産後1ヶ月ぐらいは、産婦さんは出血が続きます。ご主人たちは、奥様に頼まれたらナプキンを買いにいけますか?
(う…と言葉につまる男性陣)
1ヶ月の赤ちゃんを連れてママがお買い物に行くことは、かなり無理があります。そういったことを前もって二人で考えて決めておくことで、産後慌てなくて済みますよ。

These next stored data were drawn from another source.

PR #1072, opened 2016-05-10
Streaming Queries Tests

andytill:
Tests for PRs:
- https://github.com/basho/riak_kv/pull/1415
- https://github.com/basho/riak-erlang-client/pull/281
- https://github.com/basho/riak_test/pull/1072

### DIFF
--- a/tests/ts_util.erl
+++ b/tests/ts_util.erl
@@ -139,9 +139,9 @@ ts_insert(Conn, Table, Columns, Data) ->
     ValClause = string:strip(lists:foldl(TermFn, [], tuple_to_list(Data)), right, $,),
     SQL = flat_format("INSERT INTO ~s (~s) VALUES (~s)",
                       [Table, ColClause, ValClause]),
-    lager:info("~ts", [SQL]),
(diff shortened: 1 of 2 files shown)


tests/ts_util.erl
```diff
@@ -138,19 +139,19 @@ ts_insert(Conn, Table, Columns, Data) ->
     ValClause = string:strip(lists:foldl(TermFn, [], tuple_to_list(Data)), right, $,),
     SQL = flat_format("INSERT INTO ~s (~s) VALUES (~s)",
                       [Table, ColClause, ValClause]),
-    lager:info("~ts", [SQL]),
+    % lager:info("~ts", [SQL]),
```
javajolt: How about just renaming this `lager:debug`?

andytill: Ooops. I didn't mean to commit that, do we need to log though? I think this is a side effect of building the SQL dynamically instead of plain text.  The plain text bulks up the test build will not be read as often as the test logs.

andytill:
Closing for now. Feature not expected in 1.6.

PR #1079, opened 2016-05-31
Fix bug in replication2 delete tests

nickelization:
This code worked fine if replication2 is run as a standalone test, but replication2 is also used as part of other bigger tests, and it can fail. The problem is that keys 1-100 are not necessarily always written, depending on how the test is being run. By using the 101-200 keys to test deletions instead, we can avoid this failure case.


JeetKunDoug:
+1 - replication2_upgrade passed w/ this fix in place, and code review makes sense.

PR #1081, opened 2016-06-02
new module to check for lk2pk conversion fun in list_keys code path

hmmr:
RTS-1126

A new module to test lk2pk conversion fun in list_keys code path, specifically as fixed in https://github.com/basho/riak_kv/pull/1427.

### DIFF
--- a/tests/ts_cluster_list_irreg_keys_SUITE.erl
+++ b/tests/ts_cluster_list_irreg_keys_SUITE.erl
@@ -30,7 +30,7 @@
 %% b, c, ts, d], but with different participation of the first four in
 %% the primary key. The atoms are mnemonics for the field order in the
 %% key.
--define(ALL_VARIANTS, [abct, acbt, bat]).
+-define(ALL_VARIANTS, [abct, acbt, abtc, bat]).
 
 -define(LIFESPAN, 250).  %% two and a half quanta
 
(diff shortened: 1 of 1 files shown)


erikleitch:
Test module looks good.  Appropriately fails in TS1.3 codebase, passes with corresponding branch of riak_kv (this is a companion to https://github.com/basho/riak_kv/pull/1427).

My only suggestion would be, for completeness' sake, to add a test where the local key includes additional fields that are not in the partition key.

hmmr:
@erikleitch It won't work I'm afraid. A DDL with a PK/LK defined like this: `primary key ((a, b, quantum(ts, 100, s)), a, b, c, ts)` is invalid (error 1020, "Local key does not match partition key").

erikleitch:
@hmmr 

Yes: 

primary key ((a, b, quantum(ts, 100, s)), a, b, c, ts) 

is invalid (because the local key must include _at least_ the partition key fields, and in the same order), but

primary key ((a, b, quantum(ts, 100, s)), a, b, ts, c)

(for example) is valid.  I'm just suggesting that we include (valid) examples of the additional case where there are extra fields in the local key that aren't in the partition key, against future changes that may break that functionality.

hmmr:
Added a test case as suggested by @erikleitch.

erikleitch:
+1  09a79bd

hmmr:
@borshop merge

PR #1082, opened 2016-06-03
Fix verify_kv_health_check test

jvoegele:
The health check feature has been deprecated but this test remains for backwards compatibility. Fix the test so that it enables health checks and that it actually checks the results of the `wait_until` calls used
in the test.


JeetKunDoug:
:+1:

javajolt:
@jvoegele I assume we'll be merging all of these test fixes forward, too?

PR #1083, opened 2016-06-06
Common Test suite for security and permissions RTS-978

andytill:
Testing create table and puts.


hmmr:
It would be appropriate to have a test for an attempt to do the same operation after permission has been revoked.

And, incidentally, does a permission record (say, "user user1 has permission to create table One") survive the deletion of the user (`riak-admin security del-user user1`)?

andytill:
@hmmr the security system is tested in pb_security.erl, this just tests that permissions are working correctly for TS actions.  I have written current progress on the JIRA. This suite needs a lot more tests to cover everything.

hmmr:
+1 0060998

PR #1084, opened 2016-06-07
Adds a "brutal kill node and check AAE" test.

JeetKunDoug:
- With appropriate anti-entropy limits (updated) the test should still pass even with a brutally killed node in the mix.
- Written to add confidence that AAE will, in fact, resolve issues where we previously saw this test fail. It used to fail because we didn't give it enough time/AAE concurrency in riak_kv to complete the KV side of the data repair. Now, with higher limits, it will converge to the correct values.


fadushin:
+1 f630384

PR #1085, opened 2016-06-09
Update riak_control to fix issues with not waiting for negotiaions

JeetKunDoug:
Negotiations of capabilities must complete before results are valid. Use rt:wait_until in several places to allow cluster to realize it's all ready to go. Remove invalid results from valid_status. Fix lager:info call.


fadushin:
+1 0e3d59c

PR #1088, opened 2016-06-14
ts_cluster_comprehensive: don't test overwriting TS data (because w1c)

hmmr:
Because TS data are write-once, and because overwriting the data will result in, eventually, a random pick from the siblings for a subsequent get, the existing test of the overwriting put in ts_cluster_comprehensive, makes little sense. I am now correcting my assumption of long ago that it should always work. It leaves one wondering why it never failed.


macintux:
If data is sent through a different coordinating node, or if a node is unavailable, more likely to see this test failure. In any event, we make no guarantees about behavior on overwrite of a w1c value, so agree this is the best thing to do.

macintux:
:+1: ff0aad2

PR #1089, opened 2016-06-14
Change verify_build_cluster reads to use r=3

nickelization:
We're hypothesizing that this will fix some intermittent errors we're
seeing in this test, where we get several notfound results after taking
down node 2. If two replicas end up on node 2 after we kill node 1, then
taking down node 2 would leave only one replica left, so an r=2 read
could return notfound. This matches up with our findings that subsequent
reads return the correct data (suggesting that the first read attempt is
triggering read repair).


bsparrow435:
+1 0d84d846b59f51075e71ded69685f7a106203f51

nickelization:
Doug also says it now passes on his test instance that was previously failing consistently - looks like we've got ourselves a fix.

javajolt:
@nickelization do we have plans to merge this forward?

nickelization:
@javajolt yeah we should definitely do that. What's the merge strategy for riak_test these days?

緊急の場合に、時間外でも診てもらえる病院なども、妊娠中にチェック!
安定した環境を作ることで、赤ちゃんに集中して、ゆったりと愛情を注ぐことができますよ。


いつかスタートする離乳食。ちゃんと作れるか心配です

時間のある妊娠中の今こそ、いろんな食材に触れておきましょう。栄養や食べ方など、今から離乳食を意識しながら食べ物に触れておけば、いざ離乳食を始めるからといって、急に困ることはありません。
離乳食の栄養について考えることは、妊婦さん自身の食生活や、ご主人のメタボ予防など、家族の健康を考えることにつながります。少しずつ意識しておけば、きっと役に立ちますよ。


参加してくださったみなさん

◆岩下さんご夫妻
今日をきっかけに、産後の一日の生活リズムをシミュレーションしたり、二人でいっしょにいろいろ考えてみたいと思います。



◆大脇さんご夫妻
沐浴は想像していたのと、実際にやってみるのとは大違いだったので、やってみて良かったです。



◆田原さん親子
たくさんの質問にも丁寧に答えていただき、体験もできたので、これからの自信につながりました。



◆聖母病院助産師 (左から)岡さん・高橋さん・赤井さん
普段勤務で接するのは圧倒的に産婦さん。今回、私たちも妊婦さんと直接お話ができて勉強になりました!